Investment managers including BlackRock Inc., under pressure to pre-empt action by a new super-committee of regulators, are seeking to end an impasse over money-fund reform, according to three people with knowledge of the matter.
Officials from several firms, as well as representatives from the Investment Company Institute, the industry’s trade group, are scheduled to meet with the Securities and Exchange Commission today to discuss proposals for a potential compromise, said the people, asking not to be identified because the information is private. The industry helped block a plan in August that was backed by SEC Chairman Mary Schapiro.
“We have always sought to be constructive and there is nothing new here,” Bobbie Collins, a spokeswoman for New York-based BlackRock, said in an e-mailed statement. “We were at SEC to renew our commitment to a dialog.”
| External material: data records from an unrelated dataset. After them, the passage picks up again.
PR #658, opened 2018-09-11
Add cpp coding style checker

nakulkorde:
This adds the cpp coding style checker script which uses clang-format with Google's coding style.


scripts/test-codingstyle-cpp.sh
```diff
@@ -0,0 +1,21 @@
+#!/bin/bash
+
+pushd $(dirname $0)
+
+FILES=$(find ../libopaecxx/src ../libopaecxx/samples \( -iname "*.cpp" -or -iname "*.h" \))
+clang-format-3.9 -i -style=Google $FILES
+
+if [ "git diff" != NULL ]; then
```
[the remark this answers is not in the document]
nakulkorde: Thanks!

scripts/test-codingstyle-cpp.sh
```diff
@@ -0,0 +1,21 @@
+#!/bin/bash
+
+pushd $(dirname $0)
+
+FILES=$(find ../libopaecxx/src ../libopaecxx/samples ../common/include/opae/cxx/core \( -iname "*.cpp" -or -iname "*.h" \))
+clang-format-3.9 -i -style=Google $FILES
+
+if [ x$(git diff) != x ]; then
+   echo "Coding style issues occured. Please fix them based on the following suggestions. You can run clang-format on these files in order to automatically format your code."
```
r-rojo: You might want to rephrase to something like:
```
Coding style check failed. Please fix ...
```

nakulkorde: yes I have tested it and I got the same output as with Travis. Since clang format suggests changes to the files as seen here: https://travis-ci.org/OPAE/opae-sdk/jobs/427459877, my PR will not go through unless they are modified. @r-rojo @tswhison  what do you think should be done since you have previously used clang-format on these files?

nakulkorde:
yes I have tested it and I got the same output as with Travis. Since clang format suggests changes to the files as seen here: https://travis-ci.org/OPAE/opae-sdk/jobs/427459877, my PR will not go through unless they are modified. @r-rojo @tswhison  what do you think should be done since you have previously used clang-format on these files?

r-rojo:
you can run clang-format on the files and fix them 😁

BlackRock, which managed $140 billion in U.S. money-market mutual funds as of Sept. 30, has made previous proposals to the SEC on money funds, including a plan in August 2011 that mentioned redemption fees, and one in February 2010 suggesting funds be run as “capitalized special purpose entities.”
FSOC was charged by Congress with monitoring the country’s financial stability. Should it supersede the SEC, the primary regulator of mutual funds, that could damage both the industry and the agency.
Aguilar, along with Daniel Gallagher and Troy Paredes, has said he wants to see more study on the impact of the SEC’s 2010 reforms and the potential consequences of Schapiro’s plan. Schapiro responded by appealing to FSOC to act.